– Погоди. Так это… вот почему ты говорил: “Если считать с момента вылупления”! Но как ты мог выжить, несколько столетий пробыв под завалами?!
– Честно? Не знаю. Самому интересно. Яйцо должно было разбиться в момент взрыва.
Я присела на край кровати, не в силах сложить всю информацию вместе, в единую картину, а Сумрак прикрыл глаза, и лицо его выглядело непривычно блаженным.
– Меня долго никто не хотел принимать, – проговорил он. – У нас семейка эмоциональная, вспыльчивая. Вон вспомни моего отца. Это он уже успокоился, раньше кровь в нём кипела куда сильнее.
– Погоди, ты же ему, выходит, не родной сын?
– По крови я ему племянник. Но и родной мой отец тоже был головной болью клана, его горячая кровь в итоге его же и сгубила. Третий брат, отец Регана, однажды из-за любви к человечке чуть не лишил себя крыльев. Реган в нашей семье один такой… спокойный.
Я закусила губы и отвела взгляд, осознав, что Сумрак с рождения был сиротой, а дальнейшая история только усугубляла ситуацию.
– Первые тридцать с чем-то лет меня передавали от родственников родственникам. Выхаживали Лораны, по материнской линии, но им быстро надоело, что я постоянно орал. Отдали Артасам. Там то бабушка нянчила, пока мигрени не начались, то тётка пыталась воспитывать. Отец долгое время не хотел меня брать, потому что я слишком напоминал ему брата. Но в конце концов, когда от меня отказались все, принял в свой дом. Даже не знаю, был я таким сложным ребёнком, потому что меня никто не смог любить, или наоборот, меня никто не смог любить, потому то я был сложным.
Чувство, которое поднималось во мне с каждым следующим его словом, не описать словами. Что-то большое, тёплое, волнующее распирало изнутри, и этим большим так хотелось поделиться с ним, хоть чуть-чуть согреть его замёрзшую душу.
Встав на четвереньки, я подползла к нему и провела носом по чуть щетинистой щеке.
– Несмотря ни на что, ты стал другим человеком, – произнесла я и первой коснулась его губ.

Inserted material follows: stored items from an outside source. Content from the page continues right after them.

PR #1783, opened 2026-05-14
ci: bump macOS runners to macos-15 and drop CommandLineTools removal

thenextman:
Github have [shipped](https://github.com/actions/runner-images/issues/14097) a broken Homebrew `rustup` in their latest runner images. This PR adds a workaround for now.

Other changes

- I note that the maos-14 runners will begin deprecation soon, so take the opportunity to move to macos-15
- The macOS build was running `sudo rm -rf /Library/Developer/CommandLineTools`. This seems to be an artifact of when cross-compiled arm64 from an Intel runner a long time ago. It should not be needed. When we switched to arm64 runners (and Intel became the cross-compile target) it was kept for cargo cult reasons.

### DIFF
--- a/.github/workflows/build-tools.yml
+++ b/.github/workflows/build-tools.yml
@@ -17,7 +17,7 @@ jobs:
           - platform: unknown-linux-gnu
             runner: ubuntu-22.04
           - platform: apple-darwin
-            runner: macos-14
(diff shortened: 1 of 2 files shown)


CBenoit (approved):
Thank you!

PR #1786, opened 2026-05-19
feat(dgw): add jet_cred_id KDC claim

CBenoit:
Introduces the `jet_cred_id` KDC claim and a typed `KdcDestination` wrapper at the token-claims layer, plumbed through the Gateway, `tokengen` and the `Devolutions.Gateway.Utils` NuGet package.

A KDC session token now has two mutually exclusive shapes:

* `{ krb_realm, krb_kdc }` — forward traffic to a real upstream KDC (existing behavior, no wire change).
* `{ jet_cred_id }` — serve KDC traffic locally using the credentials provisioned at session establishment, identified by the JTI of the access token that carries them.

The new `KdcDestination::Real | Inject` enum keeps `TargetAddr` semantically pure (only real network addresses, schemes `tcp`/`udp`) while making the dispatch decision explicit at the type level.

Dispatch of the `Inject` variant in `/jet/KdcProxy` is intentionally deferred to a follow-up; tokens of this shape are accepted and validated but currently rejected at request time with a clear error.

### DIFF
--- a/devolutions-gateway/src/api/kdc_proxy.rs
+++ b/devolutions-gateway/src/api/kdc_proxy.rs
@@ -13,7 +13,7 @@ use tokio::net::{TcpStream, UdpSocket};
 use crate::DgwState;
 use crate::http::{HttpError, HttpErrorBuilder};
 use crate::target_addr::TargetAddr;
-use crate::token::AccessTokenClaims;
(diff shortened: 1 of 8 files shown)


irvingoujAtDevolution (approved):
LGTM!

PR #1781, opened 2026-05-12
feat(dgw): route KDC traffic through agent tunnel

irvingoujAtDevolution:
Closes [DGW-384](https://devolutions.atlassian.net/browse/DGW-384).

Routes KDC traffic through the agent tunnel for the two remaining paths after [#1741](https://github.com/Devolutions/devolutions-gateway/pull/1741):

- HTTP `/jet/KdcProxy` endpoint
- RDP CredSSP/NLA (`rdp_proxy.rs::send_network_request`)

`send_krb_message` gains `(agent_tunnel_handle, session_id: Uuid)`. RDP callers pass `claims.jet_aid` so agent-side logs correlate KDC sub-traffic with the parent RDP session; the HTTP handler mints a fresh UUID since its token has no parent association.

**Depends on #1741 — must merge first** (uses `agent_tunnel::routing::try_route`).

[DGW-384]: https://devolutions.atlassian.net/browse/DGW-384?atlOrigin=eyJpIjoiNWRkNTljNzYxNjVmNDY3MDlhMDU5Y2ZhYzA5YTRkZjUiLCJwIjoiZ2l0aHViLWNvbS1KU1cifQ

PR #1792, opened 2026-05-21
feat(dgw): route KDC traffic through agent tunnel

irvingoujAtDevolution:
Closes [DGW-384]. Replaces #1781 (reverted in #1791).

Routes KDC traffic through the agent tunnel for the two paths still missing after #1741:

- HTTP `/jet/KdcProxy`
- RDP CredSSP/NLA (`rdp_proxy.rs::send_network_request`)

## How

A new `KdcConnector` (`src/kdc_connector.rs`) bundles the three routing inputs — `session_id`, `explicit_agent_id`, `agent_tunnel_handle` — into one value and delegates every send to `agent_tunnel::routing::try_route`. Callers no longer pre-decide direct vs. tunnel; the routing pipeline decides, and its existing pin-without-tunnel enforcement is preserved.

CredSSP plumbing (`perform_credssp_as_*` → `resolve_*_generator` → `send_network_request`) now takes a single `&KdcConnector` instead of three primitives.

## Session correlation

- RDP CredSSP uses the parent association's `claims.jet_aid`.
- HTTP `/jet/KdcProxy` uses the KDC token's own `jti`. `KdcTokenClaims` now exposes `jti` via its serde helper, matching every other `*TokenClaims` type. `KdcToken` stays a tuple struct.

## Guards

- `explicit_agent_id` (from `jet_agent_id`) is forwarded to `try_route`, so a token-pinned session can never silently fall back to a different agent or to direct connect.
- UDP-via-agent rejection: when `try_route` selects an agent for a `udp://` target, the connector errors instead of silently downgrading (the tunnel only carries TCP today).
- 64 KiB cap on TCP-framed KDC reply length, with overflow-safe math.

## Tests

`kdc_connector::tests` covers the two cases that don't need a live `AgentTunnelHandle`: pin-without-tunnel (must error) and no-pin-no-tunnel (falls through to direct). The remaining cases (pin-with-missing-agent, no-match-falls-back, tunnel success, UDP-via-agent guard) need an integration-style fixture that stands up a real listener; left as a follow-up.

## No-op for external consumers

JWT/wire format unchanged. Agent-tunnel `ConnectRequest` wire protocol unchanged. DVLS-side: no action required.

Issue: DGW-384

[DGW-384]: https://devolutions.atlassian.net/browse/DGW-384?atlOrigin=eyJpIjoiNWRkNTljNzYxNjVmNDY3MDlhMDU5Y2ZhYzA5YTRkZjUiLCJwIjoiZ2l0aHViLWNvbS1KU1cifQ

### DIFF
--- a/devolutions-gateway/src/api/kdc_proxy.rs
+++ b/devolutions-gateway/src/api/kdc_proxy.rs
@@ -1,12 +1,8 @@
-use std::io;
-
 use axum::Router;
 use axum::extract::State;
-use axum::http::StatusCode;
 use axum::routing::post;
 use picky_krb::messages::KdcProxyMessage;
-use tokio::io::{AsyncReadExt, AsyncWriteExt};
-use tokio::net::{TcpStream, UdpSocket};
+use uuid::Uuid;
 
 use crate::DgwState;
 use crate::credential_injection_kdc::{
@@ -14,7 +10,8 @@ use crate::credential_injection_kdc::{
     kdc_proxy_message_realm,
 };
 use crate::extract::KdcToken;
-use crate::http::{HttpError, HttpErrorBuilder};
+use crate::http::HttpError;
+use crate::kdc_connector::KdcConnector;
 use crate::target_addr::TargetAddr;
 use crate::token::{KdcDestination, KdcTokenClaims};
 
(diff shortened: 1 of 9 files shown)


CBenoit (approved):
LGTM! Address Copilot suggestions and feel free to merge!

PR #1793, opened 2026-05-22
fix(jetsocat): embed Windows icon and version metadata

mamoreau-devolutions:
Embeds the Devolutions Gateway icon and Windows version metadata into jetsocat.exe on Windows so the binary has branded iconography and standard file properties in Explorer.

image

this will make automatic app icon extraction easier for jetsocat


mamoreau-devolutions:
Implementation notes:
- Adds a Windows-only build script to jetsocat and compiles both a generated VERSIONINFO resource and a static icon resource.
- Reuses package/WindowsManaged/Resources/DevolutionsGateway.ico so jetsocat.exe gets the existing Devolutions Gateway icon without duplicating assets.
- Uses CARGO_PKG_VERSION to generate the file and product version metadata embedded into the executable.
- Adds embed-resource as a Windows-only build dependency and updates Cargo.lock accordingly.

Validation:
- cargo build -p jetsocat -q

thenextman (approved):

PR #240, opened 2024-05-14
Add variable for publishing egress IP addresses

dav3r:
#  #

## 🗣 Description ##

This PR adds a new Terraform variable (`publish_egress_ip_addresses`) that specifies whether EC2 instances in the operations subnet should be tagged to indicate that their public IP addresses may be published.

This is useful for deconfliction purposes and it allows us to control publishing of IP addresses on a per-assessment (per-Terraform workspace) basis, which is a requirement of https://github.com/cisagov/cool-system-internal/issues/125.

IP address publishing will be handled via the code in [`cisagov/publish-egress-ip-lambda`](https://github.com/cisagov/publish-egress-ip-lambda) and [`cisagov/publish-egress-ip-terraform`](https://github.com/cisagov/publish-egress-ip-terraform).

## 🧪 Testing ##

I tested this by running a `terraform plan` for an environment with:
* `publish_egress_ip_addresses = true`
* No value set for `publish_egress_ip_addresses`

In the first case, I confirmed that the plan wanted to set `"Publish Egress" = "true"` for all of the correct instances/EIPs.
In the second case, I confirmed that the plan wanted to set `"Publish Egress" = "false"` for all of the correct instances/EIPs.

## ✅ Post-merge checklist ##

- [x] Coordinate with the COOL Operations team to ensure that this new variable is used correctly.
- [x] Update all Staging and Production tfvars files to include `publish_egress_ip_addresses`


jsf9k (approved):

dv4harr10 (approved):

debiandesktop_ec2.tf
```diff
@@ -56,7 +56,8 @@ resource "aws_instance" "debiandesktop" {
   }
   subnet_id = aws_subnet.operations.id
   tags = {
-    Name = format("DebianDesktop%d", count.index)
+    Name             = format("DebianDesktop%d", count.index)
+    "Publish Egress" = var.publish_egress_ip_addresses
```
mcdonnnj, line 60: Will this value massage to the `True` or `False` that was in use before? I'm concerned this will interpolate to a string version of `true` or `false` which doesn't quite match up.

mcdonnnj (commented):
This seems pretty solid. In addition to my one feedback item I would like to raise maybe making an issue to expand functionality to allow control over which instances of a given type have their IP information published e.g. I want `Windows0` to be private but `Windows1` to be published.

debiandesktop_ec2.tf
dav3r: You are good!  After this PR is merged, I was planning to modify the lambda code [here](https://github.com/cisagov/publish-egress-ip-lambda/blob/bfb38499afdb29ac622f687a364088e8bf19e119/src/lambda_handler.py#L97-L110) to account for this change from `True` to `true`.

I already had it written, but haven't committed it yet:

Original:
```python
        if tags.get(publish_egress_tag_name, str(False)) != str(True):
```
New:
```python
        if tags.get(publish_egress_tag_name, "false").lower() != "true":
```

pentestportal_ec2.tf
```diff
@@ -80,7 +80,8 @@ resource "aws_eip" "pentestportal" {
   provider = aws.provisionassessment
 
   tags = {
-    Name             = format("PentestPortal%d EIP", count.index + 1)
+    Name = format("PentestPortal%d EIP", count.index + 1)
+    # This instance type is always excluded from egress IP publishing
     "Publish Egress" = "False"
```
mcdonnnj: Based on https://github.com/cisagov/cool-assessment-terraform/pull/240#discussion_r1600570216 I think this should be changed.

```suggestion
    "Publish Egress" = "false"
```

dav3r: Anything other than `true` won't actually matter, but I still agree with you. 😄

dav3r:
> This seems pretty solid. In addition to my one feedback item I would like to raise maybe making an issue to expand functionality to allow control over which instances of a given type have their IP information published e.g. I want `Windows0` to be private but `Windows1` to be published.

@mcdonnnj That's a good idea and we should keep it in mind, but until someone comes to us with that as a requirement, I don't think we need to worry too much about it.

Do I have your approval on this PR?

mcdonnnj:
> > This seems pretty solid. In addition to my one feedback item I would like to raise maybe making an issue to expand functionality to allow control over which instances of a given type have their IP information published e.g. I want `Windows0` to be private but `Windows1` to be published.
> 
> @mcdonnnj That's a good idea and we should keep it in mind, but until someone comes to us with that as a requirement, I don't think we need to worry too much about it.
> 
> Do I have your approval on this PR?

Yeah I meant it as a "feature idea" issue just to document the thought.

mcdonnnj (approved):
LGTM ✔

dav3r:
> > > This seems pretty solid. In addition to my one feedback item I would like to raise maybe making an issue to expand functionality to allow control over which instances of a given type have their IP information published e.g. I want `Windows0` to be private but `Windows1` to be published.
> > 
> > 
> > @mcdonnnj That's a good idea and we should keep it in mind, but until someone comes to us with that as a requirement, I don't think we need to worry too much about it.
> > Do I have your approval on this PR?
> 
> Yeah I meant it as a "feature idea" issue just to document the thought.

Understood - I put this idea in https://github.com/cisagov/cool-assessment-terraform/issues/242.  Feel free to make any edits as you see fit.

PR #255, opened 2024-10-23
Make the `sed` command work in MacOS

jsf9k:
## 🗣 Description ##

This pull request modifies the `sed` command in the script for tainting instances to work on both MacOS and Linux.  It also fixes a bug where the Samba instance was not being ignored as it should have been.

- MacOS's version of `sed` doesn't support long options, so we have to use short options in our script for tainting instances.
- MacOS's version of `sed` doesn't use extended regexes by default, so we have to add the `-E` flag.
- The Samba instances should not be tainted since the assessors do not have access to those instances.

## 🧪 Testing ##

All automated tests pass.  I tested this change locally and verified that it functioned on Linux, and @coffeegist did the same on MacOS.

### DIFF
--- a/taint_all_assessment_instances.sh
+++ b/taint_all_assessment_instances.sh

Сумрак прикрыл глаза и ответил таким нежным, мягким поцелуем, от которого по коже побежали мурашки, и сердце взволнованно застучало – но не тем вожделением, которое преследовало меня последнее время, а чем-то принципиально иной природы. Спустя бесконечно сладостную минуту, я чуть отпрянула и заглянула ему в глаза.
– Нельзя же вечно жить прошлым.
– Я и не живу, – тихо ответил он, запустив пальцы в мои волосы за ухом. Я потянулась щекой к его ладони, и он приманил меня к себе, впервые по-настоящему проявив инициативу.
Наверное, в тот момент какой-то частичкой души я умерла и попала в рай. Даже если это всего лишь сон, вызванный больным воображением, и на самом деле я лежу в постели под присмотром мистера Эшли, даже если завтра Сумрак скажет, что всё это было ошибкой, хотя бы раз, хотя бы один раз, хотя бы в этот последний вечер я с ним. И этого было достаточно.
Он подхватил меня под плечи и, не отрываясь от моих губ, уложил на кровать. Потом посмотрел на меня и усмехнулся:
– Я уже и забыл, что положено делать с девушками в постели.
– Не важно, – прошептала я, притягивая его обратно. Кончики грудей касались его обнажённого тела и, твердея, посылали новую и новую волну мурашек. Я тихо застонала, утонув в ощущениях от столь простого прикосновения.
Сумрак не торопился. Он целовал меня, поглаживал по волосам, вдыхал запах, и я отвечала тем же, то сжимая пальцами кожу на его спине, то приподнимаясь над постелью, чтобы прижаться к нему, чтобы почувствовать всем телом, насколько он близок, чтобы осознать реальность происходящего.
Всё это казалось сном. Он не рвался раздеться и войти в меня, не стремился, в отличие от других драконов, проникнуть между моих ног. Он захватывал губами сосок, чтобы тут же перехватить его вновь, а потом вернуться к губам. Он крепко обхватывал мой затылок, вызывая дрожь, вырывая из моей груди стоны, стоны не блаженства – но счастья.